## Task item
Pull every line of the entries that has the word "level".

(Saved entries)
PR #11922, opened 2021-11-30
Drop support for Daml-LF party literals from the Scala side

### LINKED ISSUE #11581: Enforce `forbidPartyLiterals = True` for Daml 2.0
The compiler has always emitted this since SDK 2.0 so there is zero customer impact here unless someone has handwritten daml-lf (not the case afaik).

cocreature:
This PR enforces that forbidPartyLiterals is always `true` and drops
the corresponding literals from the AST. Haskell side is in #11930

fixes #11581

changelog_begin
changelog_end

### Pull Request Checklist

trigger the build.


daml-lf/interpreter/src/test/scala/com/digitalasset/daml/lf/speedy/ComparisonSBuiltinTest.scala
```diff
@@ -114,7 +114,9 @@ class ComparisonSBuiltinTest extends AnyWordSpec with Matchers with TableDrivenP
             e"1970-01-01T00:00:00.000000Z",
             e"2020-02-02T20:20:02.020000Z",
           ),
-          t"Party" -> List(e"'alice'", e"'bob'", e"'carol'"),
+          // Parties cannot be built from expressions.
+          // We map at runtime the `party1`, `party2` and, `party3` two 3 party IDS in increasing order.
+          t"Party" -> List(e"party1", e"party2", e"party3"),
```
remyhaemmerle-da, line 119:
```suggestion
           t"Party" -> List(
            e"""TEXT_TO_PARTY "alice"""",
            e"""TEXT_TO_PARTY "bob"""",
            e"""TEXT_TO_PARTY "carol"""",
          ),
```

daml-lf/interpreter/src/test/scala/com/digitalasset/daml/lf/speedy/SBuiltinTest.scala
```diff
@@ -731,8 +731,10 @@ class SBuiltinTest extends AnyFreeSpec with Matchers with TableDrivenPropertyChe
 
     "EQUAL @ContractId" - {
       "works as expected" in {
-        eval(e"EQUAL @(ContractId Mod:T) 'contract1' 'contract1'") shouldBe Right(SBool(true))
-        eval(e"EQUAL @(ContractId Mod:T) 'contract1' 'contract2'") shouldBe Right(SBool(false))
+        val cid1 = SContractId(Value.ContractId.assertFromString("#contract1"))
+        val cid2 = SContractId(Value.ContractId.assertFromString("#contract2"))
+        evalApp(e"EQUAL @(ContractId Mod:T)", Array(cid1, cid1)) shouldBe Right(SBool(true))
+        evalApp(e"EQUAL @(ContractId Mod:T)", Array(cid1, cid2)) shouldBe Right(SBool(false))
```
remyhaemmerle-da, line 737: Thanks to fix that.

remyhaemmerle-da (approved):
LGTM.

I most of the test that use the LF parser, I would have use `TEXT_TO_PARTY` instead abstraction. This would problably help a bit reducing the diff.

cocreature:
> I would have use `TEXT_TO_PARTY` instead abstraction.

I disagree with that, imho `TEXT_TO_PARTY` is a big antipattern and our tests should roughly test what we want users to write not something different. We also don’t have a `FROM_SOME` so dealing with the optional is very annoying.

daml-lf/interpreter/src/test/scala/com/digitalasset/daml/lf/speedy/ComparisonSBuiltinTest.scala
```diff
@@ -114,7 +114,13 @@ class ComparisonSBuiltinTest extends AnyWordSpec with Matchers with TableDrivenP
...
             e"2020-02-02T20:20:02.020000Z",
           ),
-          t"Party" -> List(e"'alice'", e"'bob'", e"'carol'"),
+          // Parties cannot be built from expressions.
+          // We map at runtime the `party1`, `party2` and, `party3` two 3 party IDS in increasing order.
+           t"Party" -> List(
+            e"""TEXT_TO_PARTY "alice"""",
+            e"""TEXT_TO_PARTY "bob"""",
+            e"""TEXT_TO_PARTY "carol"""",
+          ),
```
remyhaemmerle-da, line 123: If you use my suggestion, you can revert all the other changes to the file.

daml-lf/interpreter/src/test/scala/com/digitalasset/daml/lf/speedy/ComparisonSBuiltinTest.scala
cocreature: I’ve reverted that again, The fact that it returns an `Optional` (which works but is against the spirit of this test imho) and that I’d like to eventually kill that primitive completely makes me dislike that approach. Happy to discuss if you disagree.

remyhaemmerle-da:
> > I would have use `TEXT_TO_PARTY` instead abstraction.
> 
> I disagree with that, imho `TEXT_TO_PARTY` is a big antipattern and our tests should roughly test what we want users to write not something different.

:trollface: 
I think it is an antipattern, to consider the DAML antipattern when designing low-level tests for LF.

>> I most of the test that use the LF parser, I would have use TEXT_TO_PARTY instead abstraction. This would probably help a bit reducing the diff.

I will soften a bit my position, I think it is totally fine to `TEXT_TO_PARTY` in `daml-lf/validation` and `daml-lf/interpretation` (exception for testing the  for text <-> party conversion builtins).


Note: 
- in some cases you can use an intermediate definition like
```
val toParty: Text -> a = 
   \(t: Text) -> case TEXT_TO_PARTY t of  Some x -> x | None -> ERROR @a "empty option";
```
- in other cases you can simply avoid the party literals.

cocreature:
> I think it is an antipattern, to consider the DAML antipattern when designing low-level tests for LF. :trollface:

that’s fair but ideally I’d like to kill that primitive from LF eventually as well and at that point having tests rely on it becomes really annoying.

daml-lf/archive/src/main/scala/com/digitalasset/daml/lf/archive/DecodeV1.scala
```diff
@@ -472,15 +470,17 @@ private[archive] class DecodeV1(minor: LV.Minor) {
         "EnumConstructors.constructors",
       )
 
-    private[this] def decodeDefValue(lfValue: PLF.DefValue): DValue = {
+    private[lf] def decodeDefValue(lfValue: PLF.DefValue): DValue = {
+      if (!lfValue.getNoPartyLiterals) {
+        throw Error.Parsing("DefValue must have no_party_literals set to true")
```
oliverse-da, line 475: @cocreature @remyhaemmerle-da : throwing this parsing error changes a handful of canton test based on the "illformed.dar" to no longer generate a "standard"/"self-service" package validation error anymore according to canton-ci. e.g.:

https://app.circleci.com/pipelines/github/DACH-NY/canton/29790/workflows/9b403b83-fe5b-4078-9a56-0cc86bc6aef4/jobs/595170

Shouldn't this be a package validation error, too?

cc - @andreaslochbihler-da

cocreature: @remyhaemmerle-da correct me if I’m wrong, my understanding is that we throw different errors for decoding than we throw for validation (e.g. typechecking). So this changes it to throw a decoding error instead of a package validation error. If we don’t have self-service errors for decoding failures we should fix that.

cocreature: In particular even without this change you can have decoding failures so we need to handle them regardless.

oliverse-da: Makes sense in general, but I think with these tests in particularly we were looking for a dar (provided by Remy?) that triggered a package validation problem, so we could verify that we properly handle validation errors in canton.

andreaslochbihler-da: Yes, we wanted to get a type checking error with `illformed.dar`. Probably it suffices to regenerate the dar such that the `getNoPartyLiterals` is set. @remyhaemmerle-da Can you regenerate such a dar?

cocreature: sent the DAR on slack

remyhaemmerle-da:
>  my understanding is that we throw different errors for decoding than we throw for validation (e.g. typechecking). So this changes it to throw a decoding error instead of a package validation error. If we don’t have self-service errors for decoding failures we should fix that.
:+1:

remyhaemmerle-da:
What do you mean by "self-service" ? 
`com.daml.lf.archive.Error.Parsing` are standard error for package decoding. I think using a string to describe the error in this case is good enough, we do not need an ADT for this kind of errors.

PR #711, opened 2023-08-02
Add multirange support

jaclarke:
Depends on #710 

Todo:
- [ ] Add tests/docs for `MultiRange` type. (Do we want to add multirange normalisation similar to python and dart implementations?)
- [ ] Update querybuilder to support multiranges


jaclarke:
Superceded by #733

PR #716, opened 2023-08-14
Fix typescript errors for generated query builder

progrestian:
Trying to use the query builder together in a SvelteKit project throws some errors.
The fix is to just do what the compiler suggested. 

Found another user hit with the bug on the main repo: https://github.com/edgedb/edgedb/issues/5486


scotttrinh (approved):
Yep! I've enabled an eslint rule that help catch these too, and have been fixing them when I encounter them. Thanks for the contribution!

PR #721, opened 2023-08-23
Pass crypto into functions instead of direct imports to remove `require('crypto')` imports in browser client

### LINKED ISSUE #570: Edge runtime compatibility (Vercel, Cloudflare workers...)
Hi all,

I tried using the HTTP client to make EdgeDB work onto Vercel's [edge runtime](https://beta.nextjs.org/docs/rendering/edge-and-nodejs-runtimes) as there are non-negligible gains (on cold boots). But with no success.

It seems the query-builder uses node's crypto module.
Is there any plan on supporting the edge runtime sometime in the future ?

Bests

jaclarke:
When using edgedb-js in the nextjs edge runtime environment, the existence of `require('crypto')` in the browser client causes errors at build time, as nextjs can't tell it will never actually get called at runtime.

This PR refactors any direct imports of the crypto related functions, to instead pass them to functions that need them (like scram), so the browser client can provide alternate crypto without any `require('crypto')` existing in the codepath.

Should fix #570 (but we should probably add some actual tests to check edge runtime/cloudflare worker/etc.. compatibility)


scotttrinh (approved):
Changes make sense! Not sure how best to actually test Edge runtimes in CI, but we can investigate that as a separate effort and just manually test this with our own usage for now.

PR #725, opened 2023-09-04
Fix cardinality error

sharifzadesina:
Hello,

This is a simple PR aiming to fix cardinality error causing by the sample query provided in docs.


scotttrinh (approved):
Thanks for catching!

sharifzadesina:
Closing the pull request since it seems the examples are just fine and I forgot to add `constraint exclusive;` to my `title` property, with `constraint exclusive;`, we no longer need `limit 1` and the queries provided in examples will just work.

## Completed task
I think it is an antipattern, to consider the DAML antipattern when designing low-level tests for LF.
> I think it is an antipattern, to consider the DAML antipattern when designing low-level tests for LF. :trollface:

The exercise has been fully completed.